Work order:
Below are lines of data; count those containing the word "Nagela" and write nothing but the number.

Stored data:
PR #68, opened 2022-09-27
Create config.yml

bryan-skylight:
Prevents the ability to create a blank issue


bryan-skylight:
Was attempting to implement functionality to order issue templates, but it wasn't what I expected. Abandoning this effort.

PR #70, opened 2022-09-28
Convert issues to web forms

bryan-skylight:
# Description
For some reason, Nagela isn't being added as an assignee on the Geo Beta Program issues, and I think it's because her username needs to be lowercase. Trying that here.


bryan-skylight:
This actually isn't necessary. the problem was that Nagela was not a member of the repo at the time I tested. This has been resolved.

Task answer:
2